解決するにはsrc-tauri/capabilities/default.jsonに下記のような権限スコープを追加します。
"permissions": [
"core:default",
"fs:default",
{
"identifier": "fs:allow-read-file",
"allow": [
{
"path": "**"
}
]
},
]
"allow"の"path"には権限が適用されるディレクトリ階層を指定します。
私は作っているツールがそれほど重要なリソースに触れるわけでもない単純な物なので「"**"」でフル権限を付与しましたが、
作るツールの用途に合わせて都度微調整してください。
実行exeのパスが取得できない
TauriのresourceDirで取得できます。
import { resourceDir } from "@tauri-apps/api/path";
await resourceDir()
ビルド時にインストーラー無しのexeだけ出力したい。
-no-bundleオプションを付けるだけ
bun tauri build --no-bundle
(2024/11/7追記) invokeでrustの関数を呼び出す際に引数の指定が通らない。
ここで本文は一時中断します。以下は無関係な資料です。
PR #2916, opened 2017-06-19
Document the need for gcc

sbts:


ehuelsmann:
@sbts could you document that gcc can be removed after the installation process with CPANM completes? I like that for completeness and to stress the install-time-only dependency.

sbts:
Yep. Shall do, and as I previously mentioned on #ledgersmb I'll also remove gcc from the system requirements section so it's just in the cpan section.

PR #2921, opened 2017-06-23
Remove prevention against non-existent warnings

ylavoie:
leftovers cleanup. LedgerSMB::_process_cookies used to complain about undefined entries. Those were left overs then _process_cookies was fixed.

### DIFF
--- a/t/02-number-handling.t
+++ b/t/02-number-handling.t
@@ -3,7 +3,6 @@
 use strict;
 use warnings;
 
-$ENV{TMPDIR} = 't/var';
 $ENV{REQUEST_METHOD} = 'GET';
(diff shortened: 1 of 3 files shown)


ehuelsmann:
@ylavoie from the description in the commit, it's not clear to me which problem this PR fixes. Please elaborate.

t/02-number-handling.t
```diff
@@ -3,7 +3,6 @@
 use strict;
 use warnings;
 
-$ENV{TMPDIR} = 't/var';
 $ENV{REQUEST_METHOD} = 'GET';
```
ehuelsmann: @ylavoie why do you remove REQUEST_METHOD below, but not here?

PR #2922, opened 2017-06-23
Move tempdir out of the source tree

ylavoie:


t/04-template-handling.t
```diff
@@ -30,10 +22,10 @@ Log::Log4perl::init(\$LedgerSMB::Sysconfig::log4perl_config);
 
 
 
-$LedgerSMB::Sysconfig::tempdir = 't/var';
+$LedgerSMB::Sysconfig::tempdir .= 't/var';
```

Tauriのinvokeを使ってrust側の処理を呼び出す際、以下の関数に対してinvokeで引数を指定するとエラーになることがあります
#[tauri::command]
fn resize_image(mod_image: String, origin_image: String) -> Result<(), String> {
~省略~
}
import { invoke } from '@tauri-apps/api/core';
await invoke("resize_image", {mod_image: modImageFile, origin_image: originImageFile})
rustのコードと同じ引数を指定しているはずなのに何故か以下のエラーが出てしまいます。
Uncaught (in promise) invalid args `modImage` for command `resize_image`: command resize_image missing required key modImage
よく見るとrustではmod_imageとなっている引数の指定がmodImageになっていますね。
実はこれ、Tauriが勝手にrustの引数を解釈し、スネークケース(_区切り)をキャメルケース(大文字区切り)に変換しています。
変換された引数に従ってmod_imageをmodImageとして渡してあげると無事通ります。
await invoke("resize_image", {modImage: modImageFile, originImage: originImageFile})
invokeでrustの処理を呼び出す際はこの一点だけ注意しましょう。
まとめ
結構触ってみたけど本当に困ったのはCSP周りの設定ぐらいですね。
ビルド時間も比較的早かったので不便さはありませんでした。